Unfortunately for one deaf 4-year old girl, that
wears a hearing aid, a thief thought it was
an iPod. He grabbed it right out of her ear while
she was playing on the school grounds at Cape Town,
South Africa. Her parents are now saving money to
buy her another hearing aid.

— Mistrial declared because of a deaf juror

The defense team of Scott Speer, not deaf, was
able to convince the judge of a mistrial in
Akron, Ohio. Speer was indicted on charges of
drowning death. The prosecutors ran a 911 tape
in front of the jury, which was useless to a
deaf juror, as the defense pointed out.

— A school bus that never arrived

14-year old deaf Dallas student Courtney Alladin
waited for the school bus to arrive on first day of
her mainstreamed classes. She would continue to
wait for six more days, and the bus still never
arrived. Fed up, Courtney’s mother contacted a
local TV news station to have this problem shown
on TV. Alas, the bus arrived the next day!

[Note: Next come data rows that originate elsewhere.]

PR #1176, opened 2025-06-26
chore: Update development dependencies

timfish:
Also deleted the lock file and started from scratch!

Are there any issues with using the latest TypeScript?


timfish:
It looks like the rollup build fails to exit intermittently on macOS. I've seen this locally occasionally before this PRs changes but have no idea what causes it!

PR #1188, opened 2025-07-16
feat: Add `eventLoopBlockIntegration`

### LINKED ISSUE #1180: Test `eventLoopBlockIntegration` with Electron

timfish:
- Closes #1180

This PR adds an `eventLoopBlockIntegration` which wraps the node integration while adding the additional tags and enable/disable features we require in Electron. 

You need to add `@sentry/node-native` to your dependencies and then import the integration from `@sentry/electron/native`. Using a seperate export means the optional peer dependency and native module won't be picked up by users who aren't using this feature.

 ```js
 import { eventLoopBlockIntegration } from '@sentry/electron/native';
 
 Sentry.init({
   dsn: '__YOUR_DSN__',
   integrations: [
     eventLoopBlockIntegration({
       threshold: 500, // Report blocks longer than 500ms
     }),
   ],
 });
 ```


AbhiPrasad (approved):
This only works in the main thread right? Let's make that clear in the doc string (or maybe we can throw an error if it's being used in the renderer process?)

timfish:
> This only works in the main thread right? 

It might work with renderer processes when Node integration is enabled but that feature has been discouraged for years and nobody should really be using it nowadays. 

I'll ensure we throw if it's loaded in the renderer!

AbhiPrasad (approved):

AbhiPrasad (approved):

PR #1202, opened 2025-07-31
test: Fix e2e flakes

timfish:
Testing in CI...

### DIFF
--- a/.github/workflows/build.yml
+++ b/.github/workflows/build.yml
@@ -73,7 +73,7 @@ jobs:
     strategy:
       fail-fast: false
       matrix:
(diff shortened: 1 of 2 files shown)


.github/workflows/build.yml
```diff
@@ -73,7 +73,7 @@ jobs:
     strategy:
       fail-fast: false
       matrix:
-        os: [ubuntu-latest, windows-latest, macos-latest]
+        os: [ubuntu-22.04]
```
AbhiPrasad, line 76: doesn't this mean we don't test on windows or macos anymore?

AbhiPrasad (approved):

PR #1203, opened 2025-07-31
fix: Set TypeScript `moduleResolution` to `node16`

### LINKED ISSUE #1200: Error when updating `moduleResolution` with tsc
@tmm1 said:

> hit this when i tried to update moduleResolution
>
> ```$ tsgo -p src --noEmit --incremental false
> node_modules/@sentry/electron/esm/main/index.d.ts:4:48 - error TS2835: Relative import paths need explicit file extensions in ECMAScript imports when '--moduleResolution' is 'node16' or 'nodenext'. Did you mean './integrations/electron-breadcrumbs.js'?
> 
> 4 export { electronBreadcrumbsIntegration } from './integrations/electron-breadcrumbs';
>                                                  ~~~~~~~~~~~~~~~~~~~~~~~~~~~~~~~~~~~~~~~~~~~~~~~~~~~~~~~~~~~~~
> ```

timfish:
- Closes #1200

Although maybe we should change this here?
https://github.com/getsentry/sentry-javascript/blob/5bf18c47f775ca29683f03122bacab7616d92020/packages/typescript/tsconfig.json#L11

### DIFF
--- a/tsconfig.build.json
+++ b/tsconfig.build.json
@@ -11,6 +11,7 @@
     "rootDir": "src",
     "target": "ES2020",
     "esModuleInterop": true,
-    "ignoreDeprecations": "5.0"
+    "ignoreDeprecations": "5.0",
+    "moduleResolution": "node16"
   }
 }


tsconfig.build.json
```diff
@@ -11,6 +11,7 @@
     "rootDir": "src",
     "target": "ES2020",
     "esModuleInterop": true,
-    "ignoreDeprecations": "5.0"
+    "ignoreDeprecations": "5.0",
+    "moduleResolution": "node16"
```
AbhiPrasad, line 15: would this be considered a breaking change?

src/main/context.ts
```diff
@@ -2,7 +2,7 @@
 import { Event, EventHint, SdkInfo } from '@sentry/core';
 import { NodeClient } from '@sentry/node';
 import { app } from 'electron';
-import { SDK_VERSION } from './version';
+import { SDK_VERSION } from './version.js';
```
AbhiPrasad, line 5: does this get enforced via linting? If not, we should lint for this somehow.

also, do we also have to do this for the node and browser sdks? because that's what electron uses under the hood.

timfish: I couldn't reproduce this issue with the Node SDK and I couldn't work out why it doesn't affect it. 

When we migrate the package to be ESM first (ie. `"type": "module"` in the package.json I think this will be a requirement for all packages.

I'll look into linting!

tsconfig.build.json
timfish: I don't think this impacts the output code at all so don't think it's a breaking change.

PR #1215, opened 2025-08-15
chore: remove @rollup/plugin-node-resolve, use npm-run-all2

outslept:
`npm-run-all` is no longer maintained and can be vulnerable, `npm-run-all2` is a maintained drop-in replacement (fork).

regarding `rollup/plugin-node-resolve`. I was running this to investigate:

```sh
git log --all -p -S "@rollup/plugin-node-resolve"
```

The plugin was added in #756 but was never actually used in `rollup.config.mjs`.
It was added to `package.json` but overlooked in the actual configuration.

### DIFF
--- a/package.json
+++ b/package.json
@@ -126,7 +126,7 @@
     "koa-bodyparser": "^4.3.0",
     "koa-tree-router": "^0.12.1",
     "latest-version": "^7.0.0",
-    "npm-run-all": "^4.1.5",
+    "npm-run-all2": "^8.0.4",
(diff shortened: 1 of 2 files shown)


outslept:
rollup/plugin-node-resolve should have no effect until declared and npm-run-all definitely shouldn't make the marks go red. Fails should be unrelated to the changes, but I may be wrong

timfish:
We've got some flakey tests on Ubuntu most likely caused by it running out of resources.

PR #1239, opened 2025-09-18
test: Shard E2E Tests

timfish:
This PR:
- Shards the e2e tests into 4 shards per Electron version
- Copies the packed tgz between CI jobs so less re-building occurs in each job
- Disables a couple of tests on Linux
- Moves a unit test requiring full build output to post build checks
- Fixes a test that was intermittent


timfish:
@AbhiPrasad I think we need to merge this one first if we are to have any chance of getting anything through CI 🫠

.github/workflows/build.yml
```diff
@@ -73,8 +71,9 @@ jobs:
     strategy:
       fail-fast: false
       matrix:
-        os: [ubuntu-22.04, windows-latest, macos-latest]
+        os: [ubuntu-latest, windows-2022, macos-latest]
```
AbhiPrasad, line 74: is there a date when `windows-2022` will no longer be available?

AbhiPrasad (approved):

PR #1260, opened 2025-11-17
feat: Add support for Sentry Metrics

AbhiPrasad:
resolves https://github.com/getsentry/sentry-electron/issues/1263

https://docs.sentry.io/product/explore/metrics/

https://linear.app/getsentry/project/metrics-electron-b67f839c2d98/overview


timfish (approved):
LGTM if you can get the tests passing. 

Looks like the SDK is not being overridden to Electron?

AbhiPrasad:
I wonder if these timeouts are related or just flakes 🤔

timfish:
My guess would be timeouts since it's not impacting every os/version combo

timfish (approved):

Issue #1264, opened 2025-11-24
Add ui profiling support to electron


AbhiPrasad:
https://develop.sentry.dev/sdk/telemetry/profiles/continuous-profiling-api/

PR #1267, opened 2025-11-25
feat: Add support for UI profiling

AbhiPrasad:
resolves https://github.com/getsentry/sentry-electron/issues/1264

This PR adds support for UI profiling to Electron.

The `profilesSampleRate` is now deprecated in favor of `profileSessionSampleRate`. The decisions if something should be profiled or not will now be made at SDK initialization (start of a user session on page load). And then, the whole user session will be continuously profiled.

In `profileLifecycle: "manual"` (default), users can start and stop profiling with `Sentry.uiProfiler.startProfiler()` and `.stopProfiler()`.

In `profileLifecycle: "trace"` the SDK automatically profiles when there is at least one active root/segment span. This is most similar to our previous transaction-based approach.


AbhiPrasad:
hmm @timfish any idea why the renderer e2e tests are failing here?

timfish:
Looks like flake since they passed on the third attempt 🤔

AbhiPrasad:
alright cool! This is ready for review now then. @timfish if you have a sufficiently complicated electron app, would be good to test this on that. My apps are all pretty simple so I don't know if there are cases where this could break.

PR #1280, opened 2026-01-02
ci: Simpler Electron version lookup

timfish:
Previously we used `electron-latest-versions` to get the latest Electron versions but the size of the Electron release metadata has grown substantially since this was added years ago and it now fails to run in CI because the download times out.

This PR changes to use `npm view electron dist-tags --json` to list the tags which can then be iterated through to get the latest version of each major.

### DIFF
--- a/scripts/update-electron-versions.mjs
+++ b/scripts/update-electron-versions.mjs
@@ -1,5 +1,10 @@
 import { spawnSync } from 'node:child_process';
+import { writeFileSync } from 'node:fs';
+import { dirname, join } from 'node:path';
+import { fileURLToPath } from 'node:url';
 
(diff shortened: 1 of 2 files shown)


scripts/update-electron-versions.mjs
```diff
@@ -0,0 +1,23 @@
...
+
+  if (version) {
+    versions.push(version);
+    startVersion++;
+  } else {
+    break;
+  }
+}
+
+console.log(JSON.stringify(versions));
```
andreiborza: l: Maybe we can just write the json file directly here too instead of printing and piping the output in the package.json?

Feel free to disregard tho.

andreiborza (approved):

andreiborza (approved):
LGTM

— A strange invention that claims to help the deaf

A newspaper in England said Lucy Brewer, a deaf woman,
studying to become a forensic scientist, won an award
for her invention –  a handheld computer that is
supposed to replace subtitles with sounds. It is strange.
Why would the deaf person want to substitute subtitles
for sounds? Did the writer of the story get the facts

— A Deaf Home without power for five days

Hurricane Irene blacked out much of Massachusetts,
including the town of South Attleboro. It left a deaf
senior citizen without power in his house for five full
days. He had no access to a telephone, a TV, a videphone,
a TTY and alerting devices. And making matters worse
he needed medical attention, and somehow was able to get
someone to get medical emergency services personnel to
his residence. He is very angry about the whole thing.